> [Directions for this task]:
From the entries below, please output exactly the lines starting at the one containing "- **Urine concentration**" and ending at the one containing "- Fallback priority: direct", both included.

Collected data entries
%%
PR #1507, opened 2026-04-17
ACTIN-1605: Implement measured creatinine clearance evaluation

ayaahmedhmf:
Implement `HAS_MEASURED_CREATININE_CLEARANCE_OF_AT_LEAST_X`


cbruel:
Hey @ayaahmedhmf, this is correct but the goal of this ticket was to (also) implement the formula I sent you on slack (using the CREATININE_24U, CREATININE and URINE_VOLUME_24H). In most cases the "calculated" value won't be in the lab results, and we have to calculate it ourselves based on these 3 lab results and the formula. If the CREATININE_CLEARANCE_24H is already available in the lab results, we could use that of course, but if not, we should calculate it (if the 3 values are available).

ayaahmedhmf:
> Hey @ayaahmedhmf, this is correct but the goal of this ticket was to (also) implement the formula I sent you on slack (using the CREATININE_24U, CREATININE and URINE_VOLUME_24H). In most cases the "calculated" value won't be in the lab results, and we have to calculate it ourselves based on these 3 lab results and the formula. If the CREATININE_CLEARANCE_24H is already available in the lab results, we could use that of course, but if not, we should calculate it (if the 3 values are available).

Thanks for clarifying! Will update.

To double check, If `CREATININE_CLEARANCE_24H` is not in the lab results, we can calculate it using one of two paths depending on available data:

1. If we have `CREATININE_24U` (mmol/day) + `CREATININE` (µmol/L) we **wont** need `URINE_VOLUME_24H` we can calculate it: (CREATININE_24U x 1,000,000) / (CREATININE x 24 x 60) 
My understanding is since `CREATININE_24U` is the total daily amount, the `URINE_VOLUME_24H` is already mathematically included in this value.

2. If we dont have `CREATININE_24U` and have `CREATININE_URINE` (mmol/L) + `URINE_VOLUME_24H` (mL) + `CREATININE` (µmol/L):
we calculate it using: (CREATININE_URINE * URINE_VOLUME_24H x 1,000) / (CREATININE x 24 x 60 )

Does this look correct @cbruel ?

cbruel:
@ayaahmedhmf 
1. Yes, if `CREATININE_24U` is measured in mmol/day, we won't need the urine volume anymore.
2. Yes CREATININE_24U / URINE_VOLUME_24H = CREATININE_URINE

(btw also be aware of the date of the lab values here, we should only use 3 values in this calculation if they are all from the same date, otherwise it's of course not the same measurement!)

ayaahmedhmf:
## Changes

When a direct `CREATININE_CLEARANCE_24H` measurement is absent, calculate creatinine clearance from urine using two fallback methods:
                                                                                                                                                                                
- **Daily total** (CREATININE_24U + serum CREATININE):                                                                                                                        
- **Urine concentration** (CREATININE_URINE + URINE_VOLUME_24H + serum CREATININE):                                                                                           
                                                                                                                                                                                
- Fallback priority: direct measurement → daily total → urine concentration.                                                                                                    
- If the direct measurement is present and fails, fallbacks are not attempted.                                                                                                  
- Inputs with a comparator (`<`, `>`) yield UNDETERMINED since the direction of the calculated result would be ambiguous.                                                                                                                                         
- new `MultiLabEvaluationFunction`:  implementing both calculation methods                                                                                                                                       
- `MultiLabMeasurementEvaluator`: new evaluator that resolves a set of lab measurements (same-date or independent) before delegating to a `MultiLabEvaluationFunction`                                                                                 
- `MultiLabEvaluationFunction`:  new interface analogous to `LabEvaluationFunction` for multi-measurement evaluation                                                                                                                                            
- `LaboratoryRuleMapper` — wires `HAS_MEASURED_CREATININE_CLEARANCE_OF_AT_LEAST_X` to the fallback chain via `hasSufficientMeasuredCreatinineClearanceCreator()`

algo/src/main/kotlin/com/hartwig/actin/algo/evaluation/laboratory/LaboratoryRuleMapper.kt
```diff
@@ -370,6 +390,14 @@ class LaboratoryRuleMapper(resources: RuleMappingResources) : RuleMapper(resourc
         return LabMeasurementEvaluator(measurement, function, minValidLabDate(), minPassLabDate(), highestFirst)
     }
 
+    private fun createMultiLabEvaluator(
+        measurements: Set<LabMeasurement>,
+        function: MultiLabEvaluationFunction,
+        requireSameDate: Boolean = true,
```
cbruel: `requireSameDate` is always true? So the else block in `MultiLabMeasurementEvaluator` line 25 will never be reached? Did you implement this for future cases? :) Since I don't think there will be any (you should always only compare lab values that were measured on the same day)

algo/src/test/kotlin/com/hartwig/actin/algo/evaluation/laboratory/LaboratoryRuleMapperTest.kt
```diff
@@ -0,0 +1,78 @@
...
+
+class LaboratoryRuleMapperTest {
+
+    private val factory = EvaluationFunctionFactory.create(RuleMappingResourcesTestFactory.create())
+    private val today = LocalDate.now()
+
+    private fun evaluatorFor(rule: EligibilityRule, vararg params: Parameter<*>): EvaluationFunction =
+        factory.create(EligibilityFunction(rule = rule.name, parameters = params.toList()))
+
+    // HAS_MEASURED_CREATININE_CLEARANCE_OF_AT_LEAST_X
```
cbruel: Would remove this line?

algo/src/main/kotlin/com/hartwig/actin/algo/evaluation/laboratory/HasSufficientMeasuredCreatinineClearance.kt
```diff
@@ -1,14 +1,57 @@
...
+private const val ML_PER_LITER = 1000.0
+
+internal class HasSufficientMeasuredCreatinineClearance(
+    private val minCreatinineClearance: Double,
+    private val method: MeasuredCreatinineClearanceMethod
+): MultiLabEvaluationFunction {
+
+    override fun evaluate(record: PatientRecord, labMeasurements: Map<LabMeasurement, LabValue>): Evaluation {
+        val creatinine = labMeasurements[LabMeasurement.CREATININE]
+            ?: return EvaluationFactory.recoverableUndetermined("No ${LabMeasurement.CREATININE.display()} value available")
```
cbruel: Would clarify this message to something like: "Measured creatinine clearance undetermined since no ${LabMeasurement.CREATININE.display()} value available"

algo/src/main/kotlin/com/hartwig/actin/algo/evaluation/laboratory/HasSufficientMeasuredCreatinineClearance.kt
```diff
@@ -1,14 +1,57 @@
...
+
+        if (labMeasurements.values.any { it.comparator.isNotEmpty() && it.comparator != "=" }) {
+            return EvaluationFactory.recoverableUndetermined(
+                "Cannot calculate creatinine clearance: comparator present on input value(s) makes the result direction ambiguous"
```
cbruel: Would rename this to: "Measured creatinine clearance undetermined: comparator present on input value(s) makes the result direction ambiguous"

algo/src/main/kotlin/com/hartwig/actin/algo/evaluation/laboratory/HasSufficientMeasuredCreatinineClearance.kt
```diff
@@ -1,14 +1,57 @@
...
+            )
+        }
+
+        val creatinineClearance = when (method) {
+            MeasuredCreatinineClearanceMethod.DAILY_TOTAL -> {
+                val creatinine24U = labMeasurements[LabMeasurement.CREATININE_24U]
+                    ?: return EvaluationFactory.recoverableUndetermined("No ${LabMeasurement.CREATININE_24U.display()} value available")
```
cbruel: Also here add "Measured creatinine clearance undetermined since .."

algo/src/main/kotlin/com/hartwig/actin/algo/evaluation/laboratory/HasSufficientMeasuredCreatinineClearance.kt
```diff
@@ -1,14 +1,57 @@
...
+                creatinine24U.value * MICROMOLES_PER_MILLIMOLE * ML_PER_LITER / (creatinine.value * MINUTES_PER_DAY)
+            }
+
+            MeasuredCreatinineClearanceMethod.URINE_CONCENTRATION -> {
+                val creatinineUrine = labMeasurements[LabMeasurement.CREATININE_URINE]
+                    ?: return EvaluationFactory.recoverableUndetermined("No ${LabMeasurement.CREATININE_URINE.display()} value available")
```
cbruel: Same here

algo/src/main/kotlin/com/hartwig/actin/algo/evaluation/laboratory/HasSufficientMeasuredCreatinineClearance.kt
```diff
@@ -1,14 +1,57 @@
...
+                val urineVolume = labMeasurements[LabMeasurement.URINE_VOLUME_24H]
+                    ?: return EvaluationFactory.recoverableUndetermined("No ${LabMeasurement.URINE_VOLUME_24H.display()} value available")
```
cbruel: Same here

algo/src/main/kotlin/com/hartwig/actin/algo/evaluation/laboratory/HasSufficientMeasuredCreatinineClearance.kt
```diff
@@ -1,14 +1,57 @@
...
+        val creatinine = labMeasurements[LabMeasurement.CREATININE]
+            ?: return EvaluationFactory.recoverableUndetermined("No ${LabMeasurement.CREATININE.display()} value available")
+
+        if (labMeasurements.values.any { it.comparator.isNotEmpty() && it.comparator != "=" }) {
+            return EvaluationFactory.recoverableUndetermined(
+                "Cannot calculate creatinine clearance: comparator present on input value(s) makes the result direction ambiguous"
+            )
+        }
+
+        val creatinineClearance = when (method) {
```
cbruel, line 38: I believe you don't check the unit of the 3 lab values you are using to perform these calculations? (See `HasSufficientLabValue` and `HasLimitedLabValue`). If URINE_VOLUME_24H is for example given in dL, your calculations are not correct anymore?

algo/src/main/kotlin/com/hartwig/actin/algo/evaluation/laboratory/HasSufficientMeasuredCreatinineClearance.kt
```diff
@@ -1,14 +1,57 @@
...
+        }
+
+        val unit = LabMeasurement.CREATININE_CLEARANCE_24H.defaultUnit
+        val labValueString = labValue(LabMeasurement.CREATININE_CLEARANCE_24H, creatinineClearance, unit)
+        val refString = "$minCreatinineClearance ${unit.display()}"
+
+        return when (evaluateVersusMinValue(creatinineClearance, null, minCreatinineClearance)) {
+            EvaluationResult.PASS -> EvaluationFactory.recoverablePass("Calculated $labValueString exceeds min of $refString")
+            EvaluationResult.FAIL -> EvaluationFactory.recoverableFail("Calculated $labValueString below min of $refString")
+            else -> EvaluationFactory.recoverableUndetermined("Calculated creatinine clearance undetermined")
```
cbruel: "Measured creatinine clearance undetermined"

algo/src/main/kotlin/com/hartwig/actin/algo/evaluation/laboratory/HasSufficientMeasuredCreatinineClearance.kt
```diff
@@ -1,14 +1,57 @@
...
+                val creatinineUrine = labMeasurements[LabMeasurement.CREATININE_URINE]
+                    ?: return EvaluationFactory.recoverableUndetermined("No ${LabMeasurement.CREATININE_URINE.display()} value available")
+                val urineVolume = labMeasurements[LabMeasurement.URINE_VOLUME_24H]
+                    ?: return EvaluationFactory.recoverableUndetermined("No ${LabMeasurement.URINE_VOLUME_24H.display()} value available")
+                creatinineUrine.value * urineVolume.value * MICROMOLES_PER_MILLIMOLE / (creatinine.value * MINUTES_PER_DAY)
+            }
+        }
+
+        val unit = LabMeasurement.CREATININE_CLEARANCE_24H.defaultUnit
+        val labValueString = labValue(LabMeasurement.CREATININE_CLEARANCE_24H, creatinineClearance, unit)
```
%%
%%
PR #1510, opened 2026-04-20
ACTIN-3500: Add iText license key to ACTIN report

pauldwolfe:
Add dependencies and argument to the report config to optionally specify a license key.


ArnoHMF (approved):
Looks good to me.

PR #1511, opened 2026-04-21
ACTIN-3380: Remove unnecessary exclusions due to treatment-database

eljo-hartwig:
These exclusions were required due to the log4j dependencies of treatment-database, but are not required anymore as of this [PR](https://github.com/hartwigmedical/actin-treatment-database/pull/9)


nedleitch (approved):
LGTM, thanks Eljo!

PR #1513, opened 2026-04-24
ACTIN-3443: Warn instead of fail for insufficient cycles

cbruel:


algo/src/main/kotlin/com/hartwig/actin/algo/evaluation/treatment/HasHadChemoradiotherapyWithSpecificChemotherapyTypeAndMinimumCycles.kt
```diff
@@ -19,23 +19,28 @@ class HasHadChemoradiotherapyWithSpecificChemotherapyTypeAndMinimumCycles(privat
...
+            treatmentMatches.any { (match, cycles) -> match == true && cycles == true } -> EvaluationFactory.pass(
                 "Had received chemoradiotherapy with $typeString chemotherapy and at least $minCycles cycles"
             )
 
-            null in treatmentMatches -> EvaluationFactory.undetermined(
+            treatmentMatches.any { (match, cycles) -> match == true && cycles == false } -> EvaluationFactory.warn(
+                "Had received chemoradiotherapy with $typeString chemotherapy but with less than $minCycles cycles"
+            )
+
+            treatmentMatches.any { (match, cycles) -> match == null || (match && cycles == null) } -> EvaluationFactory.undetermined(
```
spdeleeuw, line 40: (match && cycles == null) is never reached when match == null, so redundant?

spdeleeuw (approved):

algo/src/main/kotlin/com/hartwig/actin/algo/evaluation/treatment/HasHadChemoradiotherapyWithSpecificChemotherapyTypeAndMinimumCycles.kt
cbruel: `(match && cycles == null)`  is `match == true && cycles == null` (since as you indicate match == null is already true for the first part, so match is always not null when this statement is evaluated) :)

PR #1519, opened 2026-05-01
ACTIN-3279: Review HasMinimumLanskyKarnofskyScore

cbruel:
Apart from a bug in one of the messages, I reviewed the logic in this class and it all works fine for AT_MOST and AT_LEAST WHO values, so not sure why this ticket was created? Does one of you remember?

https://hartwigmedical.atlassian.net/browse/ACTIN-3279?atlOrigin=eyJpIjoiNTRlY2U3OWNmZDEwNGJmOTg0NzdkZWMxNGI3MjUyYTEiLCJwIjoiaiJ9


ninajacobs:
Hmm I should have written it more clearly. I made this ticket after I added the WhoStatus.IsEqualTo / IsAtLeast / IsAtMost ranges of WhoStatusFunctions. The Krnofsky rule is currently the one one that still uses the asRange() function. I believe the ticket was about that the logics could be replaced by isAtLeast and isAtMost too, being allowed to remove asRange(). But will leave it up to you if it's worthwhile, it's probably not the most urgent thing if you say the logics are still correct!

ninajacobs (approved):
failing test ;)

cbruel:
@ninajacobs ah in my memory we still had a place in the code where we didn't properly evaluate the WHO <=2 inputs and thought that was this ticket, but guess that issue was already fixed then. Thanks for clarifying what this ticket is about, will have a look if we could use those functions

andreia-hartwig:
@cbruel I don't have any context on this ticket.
%%
> [Response for this exercise]:
- **Urine concentration** (CREATININE_URINE + URINE_VOLUME_24H + serum CREATININE):                                                                                           
                                                                                                                                                                                
- Fallback priority: direct measurement → daily total → urine concentration.                                                                                                    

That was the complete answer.